Genetic differences between the parental tick-borne encephalitis virus (0 P) and individual new variants (40 PS, 40 IRE, and LT IRE) based on a comparison of full genome sequences. (UTR stands for “untranslated regions”)
| Genome Region | Nucleotide Substitution | Amino Acid Substitution | ||
|---|---|---|---|---|
| Substitution | TBEV Variant | Substitution | TBEV Variant | |
| 5′ UTR | G (52) → A | 40 IRE | ||
| Protein C | A (315) → G | 40 IRE | ||
| Protein prM | C (101) → T | 40 IRE | Thr (34) → Ile | 40 IRE |
| Protein E | A (913) → G | 40 PS | Thr (305) → Ala | 40 PS |
| C (1078) → T | 40 PS | Pro (360) → Ser | 40 PS | |
| A (1411) → T | LT IRE | Met (471) →Leu | LT IRE | |
| Protein NS1 | G (169) → A | 40 IRE | Val (57) → Ile | 40 IRE |
| G (237) → A | 40 PS | |||
| Protein NS2A | T (605) → C | 40 PS | Val (202) → Ala | 40 PS |
| Protein NS2B | G (97) → A | 40 IRE | Val (33) → Met | 40 IRE |
| Protein NS3 | T (978) → C | 40 PS, 40 IRE | ||
| A (1314) → G | LT IRE | |||
| Protein NS4B | C (240) → T | 40 PS | ||
| G (253) → T | 40 IRE | Ala (85) → Ser | 40 IRE | |
| T (262) → A | 40 PS | Phe (88) → Ile | 40 PS | |
| Protein NS5 | G (333) → A | 40 PS, 40 IRE | ||
| A (529) → C | LT IRE | Thr (177) → Pro | LT IRE | |
| C (2332) → T | 40 PS | Leu (778) → Phe | 40 PS | |
| A (2588) → G | 40 PS | Asn (863) → Ser | 40 PS | |
| 3′ UTR | T (282) → C | 40 PS, 40 IRE | ||
Figure 4Locations of amino acid substitutions in the TBEV variant 40 PS mapped on the three-dimensional structure of flavivirus E protein (PDB: 1SVB). Domain I—red, domain II—yellow, domain III—green, fusion loop—violet.
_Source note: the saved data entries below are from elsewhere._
PR #231, opened 2024-04-26
Capturing `null-deref` as a semantic error 

DonggeLiu:
Consider `null-deref` as a semantic error instead of a bug:
1. It is likely due to inadequate parameter initialization or incorrect library usage in the fuzz target 
2. It is hardly exploitable.

### DIFF
--- a/experiment/builder_runner.py
+++ b/experiment/builder_runner.py
@@ -245,7 +245,13 @@ class BuilderRunner:
       symptom = SemanticCheckResult.extract_symptom(fuzzlog)
       crash_stacks = self._parse_stacks_from_libfuzzer_logs(lines)
 
-      # FP case 1: fuzz target crashes at init or first few rounds.
+      # FP case 1: Null-deref, normally indicating inadequate parameter
+      # initialization or wrong function usage.
+      if symptom == 'null-deref':
+        return cov_pcs, total_pcs, True, SemanticCheckResult(
+            SemanticCheckResult.NULL_DEREF, symptom, crash_stacks)
+
+      # FP case 2: fuzz target crashes at init or first few rounds.
       if lastround is None or lastround <= EARLY_FUZZING_ROUND_THRESHOLD:
         # No cov line has been identified or only INITED round has been passed.
         # This is very likely the false positive cases.
@@ -253,7 +259,7 @@ class BuilderRunner:
                SemanticCheckResult(SemanticCheckResult.FP_NEAR_INIT_CRASH,\
                              symptom, crash_stacks)
 
-      # FP case 2: 1st func of the 1st thread stack is in fuzz target.
+      # FP case 3: 1st func of the 1st thread stack is in fuzz target.
       if len(crash_stacks) > 0:
         first_stack = crash_stacks[0]
         # Check the first stack frame of the first stack only.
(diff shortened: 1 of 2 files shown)


DonggeLiu:
JOB: https://console.cloud.google.com/kubernetes/job/us-central1-c/llm-experiment/default/ofg-pr-231-dg
REPORT: https://llm-exp.oss-fuzz.com/Result-reports/ofg-pr/2024-04-26-231-dg-comparison/index.html
BUCKET: https://console.cloud.google.com/storage/browser/oss-fuzz-gcb-experiment-run-logs/Result-reports/ofg-pr/2024-04-26-231-dg-comparison
BUCKET GS: `gs://oss-fuzz-gcb-experiment-run-logs/Result-reports/ofg-pr/2024-04-26-231-dg-comparison`

experiment/fuzz_target_error.py
```diff
@@ -39,17 +41,24 @@ class SemanticCheckResult:
...
+    match = cls.SYMPTOM_SCARINESS.search(fuzzlog)
+    if match:
+      return match.group(1)
+
+    match = cls.SYMPTOM_ASAN.search(fuzzlog)
     if match:
       return f'ASAN-{match.group(0)}'
 
-    match = cls.SYMPTOM_LIBFUZZER.match(fuzzlog)
+    match = cls.SYMPTOM_LIBFUZZER.search(fuzzlog)
```
DonggeLiu, line 61: @happy-qop: We need to use `search()` instead of [`match()`](https://docs.python.org/3/library/re.html#re.search:~:text=or%20more%20characters-,at%20the%20beginning%20of%20string,-match%20the%20regular) here because the pattern is never the beginning of the `fuzzlog`. This is why our previous report missed the crash reason, e.g., [here](https://llm-exp.oss-fuzz.com/Result-reports/ofg-pr/2024-04-26-228-dg-comparison/sample/output-fribidi-fribidi_log2vis/08).

Now we can correctly capture the crash reason and use the corresponding text in the fixing prompt.
For example, this captured a signal and fixed it:
https://llm-exp.oss-fuzz.com/Result-reports/ofg-pr/2024-04-26-231-dg-comparison/sample/output-libusb-libusb_get_bos_descriptor/06

occia: thanks for identifying and fixing this!

experiment/builder_runner.py
```diff
@@ -245,12 +245,19 @@ def _parse_libfuzzer_logs(
...
+      # FP case 1: Common fuzz target errors.
+      # Null-deref, normally indicating inadequate parameter initialization or
+      # wrong function usage.
       if symptom == 'null-deref':
         return cov_pcs, total_pcs, True, SemanticCheckResult(
             SemanticCheckResult.NULL_DEREF, symptom, crash_stacks)
 
+      # Signal, normally indicating assertion failure due to inadequate
+      # parameter initialization or wrong function usage.
+      if symptom == 'signal':
```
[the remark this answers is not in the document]
DonggeLiu: Yes, I was matching the signal for simplicity, I am happy to refine this if it turns out to be too broad in [the latest full exp](https://llm-exp.oss-fuzz.com/Result-reports/scheduled/2024-04-27-weekly-all/), e.g., search for `assert` in the call stack.
We can capture this by downloading the result dir, [searching related cases](https://github.com/google/oss-fuzz-gen/blob/main/helper/result_string_search.py), and coming up with a more fine-grained pattern.

PR #298, opened 2024-05-27
oss-fuzz-checkout: enable using own venv

DavidKorczynski:
This is useful when having a shared virtual environment with other projects. For example, on my local dev I use a virtualenv environment with both fuzz introspector and oss-fuzz-gen requirements, but this is currently being blocked by the logic here trying to launch a new venv.

### DIFF
--- a/experiment/oss_fuzz_checkout.py
+++ b/experiment/oss_fuzz_checkout.py
@@ -104,6 +104,10 @@ def postprocess_oss_fuzz() -> None:
   if os.path.exists(os.path.join(OSS_FUZZ_DIR, VENV_DIR)):
     return
 
+  # If already in a virtualenv environment assume all is set up
+  if os.environ['VIRTUAL_ENV']:
+    return
+
   result = sp.run(['python3', '-m', 'venv', VENV_DIR],
                   check=True,
                   capture_output=True,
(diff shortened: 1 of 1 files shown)


DonggeLiu (approved):

DonggeLiu:
The experiment failed due to a key error when not in a venv.
BTW, I often use `-n dg` to name experiments because that's my name (DongGe), please feel free to use other names for yours : )

experiment/oss_fuzz_checkout.py
```diff
@@ -104,6 +104,10 @@ def postprocess_oss_fuzz() -> None:
   if os.path.exists(os.path.join(OSS_FUZZ_DIR, VENV_DIR)):
     return
 
+  # If already in a virtualenv environment assume all is set up
+  if os.environ['VIRTUAL_ENV']:
```
DonggeLiu, line 108: Maybe `os.getenv('VIRTUAL_ENV')`?

DonggeLiu (changes requested):

experiment/oss_fuzz_checkout.py
oliverchang: +1. this should exception otherwise right?

DavidKorczynski: Thanks! Fixed

DonggeLiu (approved):
Thanks!

PR #299, opened 2024-05-28
run_all_experiments: set introspector endpoint as early as possible

DavidKorczynski:
Otherwise we will use the default endpoint when we also generate benchmarks during the run (happens inside of `get_experiment_configs`). This commit ensures we use the right endpoint in both local and cloud-based runs.


DavidKorczynski:
For some reason the result HTML page is blank, and I'm not sure why.

DonggeLiu (approved):
The status in the report appears to have a minor regression, but I don't think that's related to this change.
It's likely a stochastic issues.

PR #310, opened 2024-06-07
run_one_experiment: ensure no parallel executions in local runs

DavidKorczynski:
This causes issues with docker container reuse.

It's mentioned in the code: https://github.com/google/oss-fuzz-gen/blob/18e1af1569be850e588ee5b0319303bca583b622/run_one_experiment.py#L34-L39 

But I think a better workflow would be to adjust this automatically if there is no cloud run anyways.

### DIFF
--- a/run_one_experiment.py
+++ b/run_one_experiment.py
@@ -223,6 +223,7 @@ def run(benchmark: Benchmark,
         run_timeout: int = RUN_TIMEOUT,
         dry_run: bool = False) -> Optional[AggregatedResult]:
   """Generates code via LLM, and evaluates them."""
+  global NUM_EVA
   model.cloud_setup()
   logging.basicConfig(level=logging.INFO)
 
--- a/run_one_experiment.py
+++ b/run_one_experiment.py
@@ -226,6 +226,11 @@ def run(benchmark: Benchmark,
   model.cloud_setup()
   logging.basicConfig(level=logging.INFO)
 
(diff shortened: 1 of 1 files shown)


DonggeLiu:
Thanks @DavidKorczynski 

> This causes issues with docker container reuse.

Do you mean two trials may accidentally use the same docker containers (e.g., due to duplicate docker image/container names)?

> # WARN: Avoid NUM_EVA for local experiments. 

There is a typo in my comment here: I meant to say, `Avoid high value for NUM_EVA for local experiments.` This is because users may unintentionally use a lot more computation power.

DavidKorczynski:
> Thanks @DavidKorczynski
> 
> > This causes issues with docker container reuse.
> 
> Do you mean two trials may accidentally use the same docker containers (e.g., due to duplicate docker image/container names)?
> 
> > `# WARN: Avoid NUM_EVA for local experiments. `
> 
> There is a typo in my comment here: I meant to say, `Avoid high value for NUM_EVA for local experiments.` This is because users may unintentionally use a lot more computation power.

The restarting of containers was in the end due to the issue fixed here: https://github.com/google/oss-fuzz-gen/pull/311 

Left this PR open because of the typo, as in either case I think we should do the following to make it easy to control this var: https://github.com/google/oss-fuzz-gen/pull/316

Let's close this and focus on the other two -- can submit a patch for the typo in case.

PR #311, opened 2024-06-07
project_src: stop containers that were started to collected src

DavidKorczynski:
Without doing this the containers are left hanging, which causes issues for local runs since the specific container is used multiple times in a single experiment.

### DIFF
--- a/data_prep/project_src.py
+++ b/data_prep/project_src.py
@@ -271,7 +271,15 @@ def _copy_project_src_from_local(project: str, out: str):
     logging.error('Failed to copy /src from OSS-Fuzz image of %s:', project)
     logging.error('STDOUT: %s', result.stdout)
     logging.error('STDERR: %s', result.stderr)
+
+    # Shut down the container that was just started before throwing exception.
+    sp.run(['docker', 'container', 'stop', f'{project}-container'])
+
     raise Exception(f'Failed to run docker command: {" ".join(copy_src)}')
+
+  # Shut down the container that was just started.
+  sp.run(['docker', 'container', 'stop', f'{project}-container'])
+
   logging.info('Done copying %s /src to %s.', project, out)
 
 
--- a/data_prep/project_src.py
+++ b/data_prep/project_src.py
@@ -279,7 +279,12 @@ def _copy_project_src_from_local(project: str, out: str):
     logging.info('Done copying %s /src to %s.', project, out)
   finally:
     # Shut down the container that was just started.
-    sp.run(['docker', 'container', 'stop', f'{project}-container'])
+    result = sp.run(['docker', 'container', 'stop', f'{project}-container'],
+                    capture_output=True, stdin=sp.DEVNULL, check=False)
+    if result.returncode:
+      logging.error('Failed to stop container image: %s-container', project)
+      logging.error('STDOUT: %s', result.stdout)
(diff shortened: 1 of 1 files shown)


data_prep/project_src.py
```diff
@@ -271,7 +271,15 @@ def _copy_project_src_from_local(project: str, out: str):
     logging.error('Failed to copy /src from OSS-Fuzz image of %s:', project)
     logging.error('STDOUT: %s', result.stdout)
     logging.error('STDERR: %s', result.stderr)
+
+    # Shut down the container that was just started before throwing exception.
+    sp.run(['docker', 'container', 'stop', f'{project}-container'])
```
oliverchang, line 276: Can we do a `try ... finally` here and put the stop in in the `finally` ?

DonggeLiu: +1

DavidKorczynski: As there's no `try-except` in the first place I just wanted to double check -- do you suggest wrapping the initial `result = sp.run(copy_src, capture_output=True, stdin=sp.DEVNULL, check=False)` in a try?

DonggeLiu: Maybe something like this so that we only need one `sp.run(['docker', 'container', 'stop', f'{project}-container'], check=True)`?
```python
try:
    result = sp.run(copy_src, capture_output=True, stdin=sp.DEVNULL, check=False)
    if result.returncode:
        logging.error('Failed to copy /src from OSS-Fuzz image of %s:', project)
        logging.error('STDOUT: %s', result.stdout.decode())
        logging.error('STDERR: %s', result.stderr.decode())
        raise Exception('Copy operation failed')
finally:
    sp.run(['docker', 'container', 'stop', f'{project}-container'], check=True)
```

DavidKorczynski: Done, thanks!

DonggeLiu: Thanks for fixing this, the report also looks great.

I added [377aab2](https://github.com/google/oss-fuzz-gen/pull/311/commits/377aab2d86e71133de8ba5bd18ae61f5c5d33b6c) to:
1. Avoid weird failure when `stdin=sp.DEVNULL` is not set; we noticed some of this in the past.
2. Log errors if the stop command fails.
3. Set `check=False` and `capture_output=True` to make logging consistent with other `sp` calls above.

DavidKorczynski: > Thanks for fixing this, the report also looks great.
> 
> I added [377aab2](https://github.com/google/oss-fuzz-gen/pull/311/commits/377aab2d86e71133de8ba5bd18ae61f5c5d33b6c) to:
> 
> 1. Avoid weird failure when `stdin=sp.DEVNULL` is not set; we noticed some of this in the past.
> 2. Log errors if the stop command fails.
> 3. Set `check=False` and `capture_output=True` to make logging consistent with other `sp` calls above.
> 
> Hope you don't mind : )

For bug fixes I would faster landing and follow up PRs. This makes it easier to use the fix for continued dev.

DonggeLiu (approved):

DonggeLiu:
The report looks good.
https://llm-exp.oss-fuzz.com/Result-reports/ofg-pr/2024-06-15-311-dk1000-4-comparison/index.html

PR #312, opened 2024-06-07
[JVM] Add handling for generic argument types

arthurscchan:
For Java projects, some of the methods may require arguments with generic types. This PR proposes a fix to include generic type suggestions in the prompts to allow the LLM generate a better result related to methods with generic type arguments.


DavidKorczynski (approved):
Experiment in https://github.com/google/oss-fuzz-gen/pull/320

PR #316, opened 2024-06-08
experiment: make LLM_FIX_LIMIT adjustable

DavidKorczynski:
During development it's convenient to being able to adjust this, for example when focus during development is on aspects of OSS-Fuzz-gen that is unrelated to code fixing it's convenient to decrease this to speed up evaluation.


DonggeLiu (approved):
Thanks!

DonggeLiu:
> During development it's convenient to being able to adjust this, 

This is a good point.
In addition to development, we can dynamically adjust the number of fixes by checking if the fix is progressing.
If two fix results are identical, we can stop early, too.
If the last result appears promising, we can extend it for a few more.

PR #323, opened 2024-06-10
Expand the function candidates for projects

arthurscchan:
For some of the projects, the query oracle from fuzz-introspector API may return a very limited set of function candidates for generating fuzzers. After certain type of filtering, it could result in an empty list of candidates. This PR proposes an improvement by extending the search from the full function list if there are no more candidates to work on after the filtering is applied on oss-fuzz-gen.


DavidKorczynski (commented):
I think we should aim to expose this by way of an API rather, or, perhaps add arguments to `all-public-functions` that enable you to do filtering/sorting as a way of returning a list with only a subset of the total elements.

arthurscchan:
No longer needed.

Figure 5Comparison of partial nucleotide sequences of (A) 5’UTR, (B) C protein, and (C) E protein among clones derived from parental tick-borne encephalitis virus (0 P) and virus variants 40 PS, 40 IRE, and LT IRE. Numbers in parentheses represent the frequency of a particular substitution among the sequenced clones. Dots represent conserved nucleotides, letters indicate substitutions.